3. For the final dissection: Right before starting the recording session, peel away the epithelium from the underlying septum with forceps. Detach the epithelium with forceps and with two 4-5 mm scissor cuts (use micro-vannas scissors) at the anterior part of the septum where the adhesion is stronger.
   1. Carefully remove the vomeronasal organ by cutting it out along its dorsal connection to the septal epithelium. Transfer the epithelium to a recording chamber with the mucus layer facing up; keep it flat in the chamber with a harp.
4. Install chamber under an upright microscope equipped with fluorescence optics and a sensitive camera. Visualize the preparation on the computer screen at high magnification through a 40X water-immersion objective (numerical aperture 0.8) and an extra 2X or 4X magnification achieved by a magnifying lens. Perfuse continuously with oxygenated Ringer at RT (1-2 ml/min).

4. Recording Session

1. Search for fluorescent cells: excite the preparation at 480 nm for EGFP, which emits light in the 530-550 nm range; target one dendritic knob which is reliably visible in fluorescence and under bright field.
2. Fill the electrode with intracellular solution with nystatin; remove bubbles by gently tapping on the electrode.
3. Insert electrode on electrode holder, apply positive pressure in the pipette; Resistance should be 15-20 MΩ.
4. Bring electrode close to the cell; once resistance reaches ~40 MΩ, release positive pressure and apply slight negative pressure to reach a gigaseal.

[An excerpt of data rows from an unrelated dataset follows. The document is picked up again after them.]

PR #933, opened 2022-12-12
Follow up PR for GHA driver builds

Molter73:
## Description

This PR is meant for follow up fixes after merging the driver builds to the master branch.

## Checklist

## Testing Performed

CI run should be enough.

### DIFF
--- a/.github/drivers/mock-cache.sh
+++ b/.github/drivers/mock-cache.sh
@@ -13,6 +13,7 @@ for module_version_dir in /tmp/kobuild-tmp/versions-src/*; do
 
     # If the bucket doesn't exist, we are building a new version of drivers
     if ! gsutil ls "gs://mauro-drivers-test/drivers/${module_version}/" 1>&2 2> /dev/null; then
+        echo "Could not find cached drivers for '${module_version}'. Continuing with no cache"
         continue
     fi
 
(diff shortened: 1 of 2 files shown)


.github/drivers/mock-cache.sh
```diff
@@ -2,17 +2,24 @@
...
 # This script creates a mock cache of drivers, meaning the actual drivers
 # aren't downloaded, but the rest of the scripts will think they are.
 
 for module_version_dir in /tmp/kobuild-tmp/versions-src/*; do
     module_version="$(basename "${module_version_dir}")"
     mkdir -p "/tmp/kernel-modules/$module_version/"
 
+    # If the bucket doesn't exist, we are building a new version of drivers
+    if ! gsutil ls "gs://mauro-drivers-test/drivers/${module_version}/" 1>&2 2> /dev/null; then
+        continue
```
erthalion, line 16: Probably worth a warning message in the log, just in case?

erthalion (approved):

Molter73:
The failure on the `check-drivers-build` check is due to a flake that happens when a large number of drivers is built, it is also present in OSCI. For some reason, a driver that was built correctly leaves the failure file when it should be deleted. I will take a closer look and try to come up with a solution for it in a follow up PR.

PR #936, opened 2022-12-13
More fixes to driver builds on GHA

Molter73:
## Description

This PR makes 2 small changes:
- Properly silences a `gsutil ls` as to not flood logs.
- Ensures the same location is used for pushing drivers and pulling them back down.

## Checklist

## Testing Performed

CI is enough.

### DIFF
--- a/.github/drivers/mock-cache.sh
+++ b/.github/drivers/mock-cache.sh
@@ -12,7 +12,7 @@ for module_version_dir in /tmp/kobuild-tmp/versions-src/*; do
     mkdir -p "/tmp/kernel-modules/$module_version/"
 
     # If the bucket doesn't exist, we are building a new version of drivers
-    if ! gsutil ls "gs://mauro-drivers-test/drivers/${module_version}/" 1>&2 2> /dev/null; then
+    if ! gsutil ls "gs://mauro-drivers-test/drivers/${module_version}/" > /dev/null; then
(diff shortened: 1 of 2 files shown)


.github/drivers/mock-cache.sh
```diff
@@ -12,7 +12,7 @@ for module_version_dir in /tmp/kobuild-tmp/versions-src/*; do
     mkdir -p "/tmp/kernel-modules/$module_version/"
 
     # If the bucket doesn't exist, we are building a new version of drivers
-    if ! gsutil ls "gs://mauro-drivers-test/drivers/${module_version}/" 1>&2 2> /dev/null; then
+    if ! gsutil ls "gs://mauro-drivers-test/drivers/${module_version}/" > /dev/null; then
```
Stringy, line 15: am I correct in thinking it was the order of the old redirections that was wrong? don't we now get stderr written to the logs? does any get written at all?

Stringy (approved):
LGTM, just one minor question

.github/drivers/mock-cache.sh
Molter73: Probably, though `redirect stdout to stderr and stderr to /dev/null` looks correct to me, I need to brush up on bash redirections. Nothing get print to the logs, unless we get an error which... Sounds kinda useful?

PR #946, opened 2022-12-19
Allow up to 10 forks of ansible

Molter73:
## Description

By default ansible allows up to 5 forks, which was causing a slow down on tests run on 6 or more VMs. This patch ups the max number of forks to 10.

## Checklist

## Testing Performed
CI with `all-integration-tests` label should be enough.

### DIFF
--- a/ansible/ansible.cfg
+++ b/ansible/ansible.cfg
@@ -3,4 +3,4 @@ stdout_callback=debug
 stderr_callback=debug
 host_key_checking=False
 remote_tmp = /tmp/ansible
-
+forks = 10


ovalenti (approved):
Not an expert of this, but it looks similar to the -j parameter of make.

https://docs.ansible.com/ansible/latest/reference_appendices/config.html?sc_cid=701f2000001OH7YAAW#default-forks

Molter73:
> Not an expert of this, but it looks similar to the -j parameter of make.

Basically yes, the way I see it, ansible forks a new process for every task it needs to accomplish, if you have more than 5 (by default) it waits for one to finish before running the 6th one.

PR #947, opened 2022-12-19
ROX-13628 Create an external representation of endpoints

ovalenti:
## Description

In Collector, an endpoint now represents a listening socket with a reference to the process making use of it. When an endpoint is published, however, the process information is stripped down to represent a the name and parameters of this process instead of the precise instance.

This as an impact on the life-cycle of endpoint objects "as seen from the outside". For instance, the same endpoint opened by several processes having the same attributes should appear as a single endpoint.

In order to implement this model, we propose to squash all instances of internal endpoints which "look the same" and publish the result.

## Checklist

**Automated testing**
  - [ ] Added unit tests
  - [ ] Added integration tests
  - [ ] Added regression tests

### DIFF
--- a/collector/lib/NetworkStatusNotifier.cpp
+++ b/collector/lib/NetworkStatusNotifier.cpp
@@ -229,11 +229,9 @@ void NetworkStatusNotifier::ConvertEndpointsToAdvertisedRepresentation(const Con
   for (auto cep : from) {
     auto insert_result = to.insert(cep);
 
-    if (!insert_result.second && cep.second.IsActive()) {
-      /* collision case
-         Replace the existing endpoint by the "active" one.
-         Since they are equal, replacing an active endpoint with an active one doesn't make any difference. */
-      (*insert_result.first).second = cep.second;
+    if (!insert_result.second) {
+      // collision case: keep the latest activity
+      (*insert_result.first).second.MergeFrom(cep.second);
     }
   }
 }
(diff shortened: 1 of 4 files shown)


collector/lib/NetworkStatusNotifier.cpp
```diff
@@ -204,11 +204,38 @@ bool NetworkStatusNotifier::UpdateAllConnsAndEndpoints() {
...
 }
 
+bool NetworkStatusNotifier::ExternalContainerEndpointEquality::operator()(const ContainerEndpoint& lhs, const ContainerEndpoint& rhs) const {
+  if (bool(lhs.originator()) != bool(lhs.originator())) {
+    return false;
+  }
+
+  if (lhs.originator()) {
+    auto& lhs_oritinator = *lhs.originator();
+    auto& rhs_oritinator = *rhs.originator();
```
JoukoVirtanen, line 214:
```suggestion
    auto& rhs_originator = *rhs.originator();
```
Fix other typo as well.

collector/lib/NetworkStatusNotifier.cpp
```diff
@@ -204,11 +204,38 @@ bool NetworkStatusNotifier::UpdateAllConnsAndEndpoints() {
   return true;
 }
 
+bool NetworkStatusNotifier::ExternalContainerEndpointEquality::operator()(const ContainerEndpoint& lhs, const ContainerEndpoint& rhs) const {
+  if (bool(lhs.originator()) != bool(lhs.originator())) {
```
JoukoVirtanen, line 208:
```suggestion
  if (bool(lhs.originator()) != bool(rhs.originator())) {
```

JoukoVirtanen:
Add some comments to the code to explain why you are doing these things.

PR #141, opened 2020-12-11
Add an option to display a terminal in read-only mode

mrtmm:
This commit adds an optional XBlock attribute "read_only",
that allows to display a lab terminal in read-only mode.
If set to True, a stack will be created or resumed as usual,
the student can see the terminal but is unable to interact with it.
The value defaults to False.

### DIFF
--- a/Changelog.md
+++ b/Changelog.md
@@ -1,3 +1,8 @@
+Unreleased
+----------
+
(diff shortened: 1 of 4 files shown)


fghaas (approved):
Looks great, thanks!

PR #145, opened 2021-01-13
Only add attributes to a provider when they have a value

mrtmm:
Only add `template` and  `environment` attributes to a
provider during course export and import when they have a value.
Adding a `null` or `None` values can cause breakage with spinning up labs.

### DIFF
--- a/hastexo/hastexo.py
+++ b/hastexo/hastexo.py
@@ -212,19 +212,23 @@ class HastexoXBlock(XBlock,
             name = node.attrib["name"]
             if not name:
                 raise KeyError("name")
-            capacity = node.attrib.get("capacity")
+            capacity = node.attrib.get("capacity", None)
             if capacity in (None, "None", ""):
+                # capacity should not be undefined
+                # set to -1 (unlimited) in case it is
                 capacity = -1
             else:
                 # This will raise a TypeError if the string literal
                 # cannot be converted
                 capacity = int(capacity)
-            template = node.attrib.get("template", None)
-            environment = node.attrib.get("environment", None)
             provider = {"name": name,
-                        "capacity": capacity,
-                        "template": template,
-                        "environment": environment}
+                        "capacity": capacity}
+            template = node.attrib.get("template", None)
+            if template not in (None, "None"):
+                provider["template"] = template
+            environment = node.attrib.get("environment", None)
+            if environment not in (None, "None"):
+                provider["environment"] = environment
             block.providers.append(provider)
 
     @classmethod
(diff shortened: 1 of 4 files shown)


hastexo/hastexo.py
```diff
@@ -219,12 +219,13 @@ def parse_attributes(tag, node, block):
                 # This will raise a TypeError if the string literal
                 # cannot be converted
                 capacity = int(capacity)
-            template = node.attrib.get("template", None)
             environment = node.attrib.get("environment", None)
             provider = {"name": name,
                         "capacity": capacity,
-                        "template": template,
                         "environment": environment}
+            template = node.attrib.get("template", None)
```
fghaas, line 226: Let's please also apply the same logic to `environment` and `capacity`.

fghaas (changes requested):

hastexo/hastexo.py
mrtmm: Ack, sure.

hastexo/hastexo.py
```diff
@@ -212,19 +212,16 @@ def parse_attributes(tag, node, block):
             name = node.attrib["name"]
             if not name:
                 raise KeyError("name")
-            capacity = node.attrib.get("capacity")
-            if capacity in (None, "None", ""):
-                capacity = -1
```
fghaas, line 217: Hold on, I'm not sure if removing this is correct. The logic here is meant to be:

- if `capacity` is set to a negative value, then it's unlimited
- if it's set to 0, then it's actually 0 (i.e. don't run anything here)
- if it's set to a positive value, then that's the actual limit.

Are you sure your changes preserve that?

mrtmm: This change drops the `capacity` attribute when it is for some reason set to None, "None" or "". If it is set to a negative value or 0 these values will be exported and imported as they are. However, I am not sure if the absence of the `capacity` attribute altogether will make spinning up labs to fail. If so then we might not be able to apply the same logic for `capacity` as we do for `template`.

fghaas:
Would you mind rebasing this topic branch on `master` as well, so that we can trust the status checks on this PR?

hastexo/hastexo.py
fghaas: OK, it would be good to have a regression test for this. Can you please update `test_tasks.py`, adding test cases for an undefined `capacity`?

fghaas (changes requested):

hastexo/hastexo.py
mrtmm: Ok, we cannot have `capacity` undefined, labs will fail with that. I reverted this part and added additional tests for it.

fghaas (approved):

fghaas:
This looks good to me now, thanks!

PR #150, opened 2021-01-29
Add more configuration options for progress check result dialog

mrtmm:
Add a new XBlock attribute `progress_check_result_heading` for
configuring the progress check result dialog message.
Add a new XBlock attribute `show_feedback` to enable/disable
showing feeback for tasks completion.

### DIFF
--- a/README.md
+++ b/README.md
@@ -521,8 +521,17 @@ The following are optional:
 * `progress_check_label`: Set a label for the progress check button.
   For example: `Submit Answer` or `Check Progress` (Default).
 
+* `show_feedback`: On progress check, show feedback on how many tasks out of total 
+  are completed. Default is `True`.
+
 * `show_hints_on_error`: On progress check failure, display the tests' standard
-  error streams as hints. Default is `True`.
+  error streams as hints.
+  When `show_feedback` is set to `False`, hints will never be displayed and having
+  this set to `True` will have no effect. Default is `True`.
+
+* `progress_check_result_heading`: Message to display on progress check result window.
+  This could be set to "Answer Submitted" for example, when choosing to not display
+  hints and feedback. Default is "Progress check result".
 
 You can also use the following nested XML options:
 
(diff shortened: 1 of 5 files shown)


README.md
```diff
@@ -524,6 +524,15 @@ The following are optional:
 * `show_hints_on_error`: On progress check failure, display the tests' standard
   error streams as hints. Default is `True`.
 
+* `show_feedback`: On progress check, show feedback on how many tasks out of total 
+  are completed. When `show_hints_on_error` is set to `True`, feedback will always
+  be displayed and setting it to `False` here will not take effect.
+  Default is `True`.
```
fghaas, line 530: Intuitively I think of `show_feedback` as being higher-order than `show_hints_on_error`, so my thought would be to flip the logic (and the order) here and instead make it such:

```markdown
* `show_feedback`: On progress check, show feedback on how many tasks out of total 
  are completed. 

* `show_hints_on_error`: On progress check failure, display the tests' standard
  error streams as hints.
  When `show_feedback` is set to `False`, hints will never be displayed and setting
  this to `True` will have no effect.
```

Also I think you don't need to put "Default is" into the prose as Studio will show the default anyway.

fghaas (changes requested):
Thanks! I have one comment. Please consider that one and either implement the change, or convince me that your approach is better, UX wise. :)

README.md
mrtmm: I think that is a good point, I will implement the change.

hastexo/hastexo.py
```diff
@@ -110,11 +110,27 @@ class HastexoXBlock(XBlock,
         help="Set the progress check button label. "
              "For example: \"Submit Answer\" or \"Check Progress\"(Default)."
     )
+    show_feedback = Boolean(
+        default=True,
+        scope=Scope.settings,
+        help="On progress check, show feedback on how many tasks out of total "
+             "are completed. "
```
fghaas, line 117: Micro-nit: is this trailing whitespace after "completed." intentional?

fghaas (commented):
Looks good to me now except for a minute typo.

hastexo/hastexo.py
mrtmm: Not intentional, deleted now.

PR #152, opened 2021-02-01
Fix exporting provider attributes 

mrtmm:
Provider attributes like `template` and `environment` will not be
added to the provider node during course export in case of None or
"None" values.
However, not defining those attributes at all will throw an error
during export.
Add an additional check to make sure export succeeds when these attributes
are not defined for a provider.

### DIFF
--- a/hastexo/hastexo.py
+++ b/hastexo/hastexo.py
@@ -375,12 +375,19 @@ class HastexoXBlock(XBlock,
             if self.providers:
                 for provider in self.providers:
                     provider_node = etree.SubElement(root, 'provider')
-                    provider_template = provider.get("template", None)
-                    if provider_template in (None, "None"):
-                        provider.pop("template")
-                    provider_environment = provider.get("environment", None)
-                    if provider_environment in (None, "None"):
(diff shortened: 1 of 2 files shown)


hastexo/hastexo.py
```diff
@@ -375,12 +375,15 @@ def add_xml_to_node(self, node):
             if self.providers:
                 for provider in self.providers:
                     provider_node = etree.SubElement(root, 'provider')
-                    provider_template = provider.get("template", None)
-                    if provider_template in (None, "None"):
-                        provider.pop("template")
-                    provider_environment = provider.get("environment", None)
-                    if provider_environment in (None, "None"):
-                        provider.pop("environment")
+                    if 'template' in provider:
```
fghaas, line 378: Maybe you want to add some of the information as to _why_ you're doing it this way, as a comment? That would be a nice touch for Future Maari who comes back at this in a year or two, and scratches her head why the extra check is there. :)

mrtmm: Sounds good, added a comment.

PR #155, opened 2021-02-10
Make the XBlock a subclass of ScorableXBlockMixin

mrtmm:


fghaas (commented):
Looks good to me! Just making sure: no migrations with this one?

mrtmm:
No migrations but might need a memcached restart for correct grading to kick in.

PR #156, opened 2021-02-11
Fix grading related instructor tasks

mrtmm:
Implement additional `ScorableXBlockMixin` methods for using the
grading related instructor tasks like overriding and rescoring
learner's submissions.

### DIFF
--- a/hastexo/hastexo.py
+++ b/hastexo/hastexo.py
@@ -924,8 +924,9 @@ class HastexoXBlock(XBlock,
                     status = result.result
                     score = Score(raw_earned=status['pass'],
                                   raw_possible=status['total'])
+                    self.set_score(score)
                     # A publish event is necessary for calculating grades
-                    self.publish_grade(score)
+                    self.publish_grade()
 
                 else:
                     status = {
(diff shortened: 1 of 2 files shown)


hastexo/hastexo.py
```diff
@@ -992,10 +999,37 @@ def set_score(self, score):
...
-    def publish_grade(self, score):
+    def get_score(self):
+        """
+        Return a raw score already persisted on the XBlock.  Should not
+        perform new calculations.
+        Returns:
+            Score(raw_earned=float, raw_possible=float)
+        """
+        if not self.score:
+            logger.warning("No score is earned for this block yet")
```
fghaas, line 1010: Just checking: is this really a "warning" condition? Wouldn't we call this every time an instructor downloads a grade report, rather needlessly flooding the logs? (Consider what happens in a course with 1,000 enrolled learners.)

fghaas (commented):
Looks good to me, I have one tiny nit.

hastexo/hastexo.py
mrtmm: Good question, I am actually not sure how to download a grade report. I believe the grades are generally fetched from the database so as far as I know we are only calling this after a score is set from a student's submission or from instructor's override, so we really shouldn't see this warning at all, but I added it for future us to help tracing down some unexpected behaviour. I really don't know at this point if we should be returning None or maybe a default 0/max_score here.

5. Once seal is reached, set the membrane potential at about -75 mV;
6. Once the cell is opened, proceed with stimulation protocols, pharmacological treatments. To measure the response to a single odorant stimulation, record 200-500 msec of spontaneous activity, stimulate for 500 msec and measure the response of the cell for up to 10 sec. For pharmacological treatments, perfuse the pharmacological agents at the desired concentration.